Throughout the 50’s and 60’s the look of the charm bracelet changed, and yellow gold charm bracelets became a widespread fashion must-have among women. The charm bracelet was a wonderful reminder to its owner of special occasions, life experiences and exotic travels. The charm of the charm bracelet disappeared from fashion during the 90’s but recently made a comeback with designers like Chanel and Louis Vuitton creating and advertising gold link bracelets adorned with a variety of fun and fabulous charms.

Authentic Art Deco charm bracelets are few and far between these days, so collectors will scour the marketplace for ones in good condition, like this one. With the genuine article, the platinum work is always quite delicate, and there is very little metal holding the gemstones in place. This type of workmanship is extremely rare these days, as most contemporary jewelry is mass-produced.

Monday, December 7, 2009

Better with Age - Victorian Jewelry

We recently purchased this exquisite onyx and pearl pendant that dates back to the Victorian era. Queen Victoria ruled England from 1837-1901, and still holds the record for the longest reign of any British monarch. It is common to have fashion movements named for the British monarchs, as they were the primary trendsetters of their time.

Victoria’s long reign meant that the jewelry created during her rule went through several different aesthetic phases. This period also introduced the mass production of jewelry, which made it more readily available in a wider range of designs than was previously possible.

This particular piece is from the end of the 19th century and is classified as “Mourning Jewelry”. When Victoria’s husband Albert died in 1861, she went into mourning for the rest of her life, wearing nothing but black until the day she died. As the nation mourned with the queen, a new style of dark, primarily black, jewelry was born. Mourning jewelry utilized heavy, dark stones such as jet and onyx, as well as garnets and black enamel to create a very dark and somber look. Although some of this jewelry was mass-produced, surviving pieces are well-made and do have a niche following.

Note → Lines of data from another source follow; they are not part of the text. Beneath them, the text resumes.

Issue #927, opened 2017-09-29
Specify arbitrary domain for the Cartesian X and Y axes


klandell:
## What is the current behavior?
Currently the domain accepts numbers, 'auto', or addition/subtraction from dataMin and dataMax.

## What is the expected behavior?
I would like to be able to pass functions into the domain config to calculate the domain based on the dataMin and dataMax values.

klandell:
Please see the linked pull requests for the implementation of this feature request.  Thanks!

PR #928, opened 2017-09-29
Allow an arbirary domain for cartesian X and Y axes

klandell:
This pull request is the implementation for feature request #927

### DIFF
--- a/src/util/ChartUtils.js
+++ b/src/util/ChartUtils.js
@@ -873,7 +873,7 @@ export const parseSpecifiedDomain = (specifiedDomain, dataDomain, allowDataOverf
     const value = +MIN_VALUE_REG.exec(specifiedDomain[0])[1];
 
     domain[0] = dataDomain[0] - value;
-  } else if (toString.call(specifiedDomain[0]) === '[object Function]') {
+  } else if (_.isFunction(specifiedDomain[0])) {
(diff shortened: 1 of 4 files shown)


src/util/ChartUtils.js
```diff
@@ -884,6 +886,8 @@ export const parseSpecifiedDomain = (specifiedDomain, dataDomain, allowDataOverf
     const value = +MAX_VALUE_REG.exec(specifiedDomain[1])[1];
 
     domain[1] = dataDomain[1] + value;
+  } else if (toString.call(specifiedDomain[1]) === '[object Function]') {
```
xile611: How about use _.isFunction to detect whether `specifiedDomain[1]` is a function?

src/util/ChartUtils.js
```diff
@@ -873,6 +873,8 @@ export const parseSpecifiedDomain = (specifiedDomain, dataDomain, allowDataOverf
     const value = +MIN_VALUE_REG.exec(specifiedDomain[0])[1];
 
     domain[0] = dataDomain[0] - value;
+  } else if (toString.call(specifiedDomain[0]) === '[object Function]') {
```
xile611: How about use _.isFunction to detect whether `specifiedDomain[0]` is a function?

klandell:
Good call, the PR has been updated.

Issue #847, opened 2017-08-23
Reference Area does not cover entire area specified


aarohmankad:
## Do you want to request a feature or report a bug?

Report a Bug

## What is the current behavior?

Even though I am specifying the boundaries of the Reference Area, there are parts of the graph left uncolored.

## If the current behavior is a bug, please provide the steps to reproduce and if possible a minimal demo of the problem via https://jsfiddle.net or similar (template: http://jsfiddle.net/qbmg1567/).

http://jsfiddle.net/y7zb5h12/

![image](https://user-images.githubusercontent.com/3311321/29630781-2dfeb81c-87f2-11e7-8b87-f8f50b4e5078.png)

## What is the expected behavior?

When I specify the boundaries of the Reference Area as the full domain/range of the graph, I expect that entire area to be covered.

messerc:
I'm still unclear on what your issue is - everything seems to be working as intended within the fiddle. You're defining `x1, x2, y1, y2` explicitly within the `<ReferenceArea />` component and it's correct.

aarohmankad:
I wanted the spaces that aren't covered to be covered. Currently expanding any of  `x1, x2, y1, y2` makes the reference area disappear

remojansen:
@aarohmankad I'm not sure but maybe this is what you are looking for https://github.com/recharts/recharts/pull/931 ?

faeron:
I think I have the same issue as @aarohmankad had, so I. In my case, I want the reference area to represent a threshold range, to see if the data exceeds it at some point.

The reference area is only drawn if both y-values are in range of the y-Axis domain.
Now I would expect, that even if I set the y2 value outside of that domain, that the reference area will adapt and still render, but with the upper/lower y-value set to the min/max values of the y-Axis domain.

Here a sample I borrowed and updated from first post:
https://codesandbox.io/s/m72oxy7oqy

#931 is part of the solution, because now I can omit x values, as it should span the full x range.

If that is the desired behavior for ReferenceArea, I think the fix would be to check in https://github.com/recharts/recharts/blob/master/src/cartesian/ReferenceArea.js#L69-L91 first if the values are in their respective axis domain, before scaling them.

PR #931, opened 2017-10-03
Allow ReferenceArea to cover available space

remojansen:
I needed the `ReferenceArea` element to be able to cover all the available space given a point. For example, cover the entire X axis given one of the Y positions.

Before it was required to specify at least the two components of a pair:

- `x1` and `y2`
- `x1` and `y2`

Now it is possible to declare only one of the components of the area:

- `x1`
- `x2`
- `y1`
- `y2`

For example the following:

screenshot from 2017-10-03 17-19-46

Can be achieved using:

```ts
<ReferenceArea
    stroke="red"
    fill="red"
    y2={threshold}
    strokeOpacity={0.2}
    fillOpacity={0.1}
/>
```

```ts
<ReferenceArea
    stroke="red"
    fill="red"
    y1={threshold}
    strokeOpacity={0.2}
    fillOpacity={0.1}
/>
```

This feature is useful if you want to highlight when a value goes above or below a threshold.

I'm not sure but I think the issue https://github.com/recharts/recharts/issues/847 is related.

### DIFF
--- a/src/cartesian/ReferenceArea.js
+++ b/src/cartesian/ReferenceArea.js
@@ -55,7 +55,7 @@ class ReferenceArea extends Component {
     strokeWidth: 1,
   };
 
-  getRect(hasX, hasY) {
+  getRect(hasX1, hasX2, hasY1, hasY2, hasX, hasY) {
     const { x1: xValue1, x2: xValue2, y1: yValue1, y2: yValue2, xAxis,
       yAxis } = this.props;
     const xScale = xAxis.scale;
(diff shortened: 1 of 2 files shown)


remojansen:
Do you guys have an idea about when will this be merged and released? It is blocking a feature in one of my projects at work. Thanks a lot for the support in advanced.

src/cartesian/ReferenceArea.js
```diff
@@ -55,7 +55,7 @@ class ReferenceArea extends Component {
     strokeWidth: 1,
   };
 
-  getRect(hasX, hasY) {
+  getRect(hasX1, hasX2, hasY1, hasY2, hasX, hasY) {
```
xile611: @remojansen It seems you can remove `hasX` and `hasY`.

remojansen:
@xile611 thanks for the code review. I have removed the unused arguments.

remojansen:
Hi @xile611 can you please release `v1.0.0-alpha.7`. We are building an application with recharts and we need this feature for one of our releases. I would be very thankful if you could release it. We are planning to contribute more in the future.

remojansen:
Thanks a million for the release!

devison:
Yes, thanks indeed!

PR #937, opened 2017-10-05
Add className prop to Label Component

akram-rameez:
I wanted to add a className on Label, for easy static content modification via css classes rather than using css styles.

### DIFF
--- a/src/component/Label.js
+++ b/src/component/Label.js
@@ -1,6 +1,7 @@
 import React, { cloneElement, isValidElement } from 'react';
 import PropTypes from 'prop-types';
 import _ from 'lodash';
+import classNames from 'classnames';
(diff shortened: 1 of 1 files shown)


akram-rameez:
Referencing issue #938

src/component/Label.js
```diff
@@ -297,7 +298,7 @@ function Label(props) {
 
   return (
     <Text
-      className={"recharts-label" + (className ? ' ' + className : '')}
+      className={`recharts-label ${className}`}
```
xile611: @akram-rameez Use the util function of `classnames`, please.
```jsx
<Text className={classNames('recharts-label', className);}>
```

akram-rameez: alright 👍

PR #951, opened 2017-10-12
 when maxBarSize is small, each bar should only be divided by realBar…

BOZ88:


src/util/ChartUtils.js
```diff
@@ -245,16 +245,22 @@ export const getBarPosition = ({ barGap, barCategoryGap, bandSize, sizeList = []
       originalSize >>= 0;
     }
     const size = (maxBarSize === +maxBarSize) ? Math.min(originalSize, maxBarSize) : originalSize;
+    // when maxBarSize is small, each bar should only be divided by realBarGap, not wide empty space
+    let sum = sizeList.reduce((res, entry) => (res + size), 0);
```
xile611: It seems no `size` in `sizeList`.

BOZ88: yes, I made a mistake. should change to 
    
const sum = len * size + (len - 1) * barGap;

BOZ88:
fix sum calculation.

src/util/ChartUtils.js
```diff
@@ -245,16 +245,21 @@ export const getBarPosition = ({ barGap, barCategoryGap, bandSize, sizeList = []
       originalSize >>= 0;
     }
     const size = (maxBarSize === +maxBarSize) ? Math.min(originalSize, maxBarSize) : originalSize;
+    // when maxBarSize is small, each bar should only be divided by realBarGap, not wide empty space
+    const sum = len * size + (len - 1) * barGap;
```
xile611: `bargap` can be a percent ...

PR #959, opened 2017-10-20
add id prop to Pie Component

Tennen:
when using SSR, the id of Pie component would be different between server side and client side,
add a prop to set a unique id could solve this problem.


src/polar/Pie.js
```diff
@@ -74,6 +74,7 @@ class Pie extends Component {
       'spring',
       'linear',
     ]),
+    id: PropTypes.string,
```
xile611: @Tennen You should add a default value of props `id`, and remove `id = uniqueId('recharts-pie-');`.

Tennen: @xile611 done~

Thursday, December 3, 2009

Watch This - Patek Philippe

We recently purchased this Patek Philippe “T150” special edition watch made for Tiffany & Co. This particular watch is part of a limited edition series that was produced in 2001 to celebrate the 150th anniversary of the partnership between Patek Philippe and Tiffany & Co.

The complications and the limited production of this watch are what make it so valuable. It has an annual calendar movement and a moon phase indication, which only has to be readjusted by one day every 122 years. The back case is engraved with a picture of the Tiffany & Co. workshop as well as the Patek Philippe store. Tiffany & Co. is the only retail name that Patek Philippe will display on its dial, and this particular watch displays both names prominently. It also has a “T” for Tiffany at the 12 o’clock hour.

Rare watches like this can fetch more than their original retail price in the secondary market, and are very sought after by collectors. Because there were only 150 of this particular watch made, they rarely surface in the secondary market.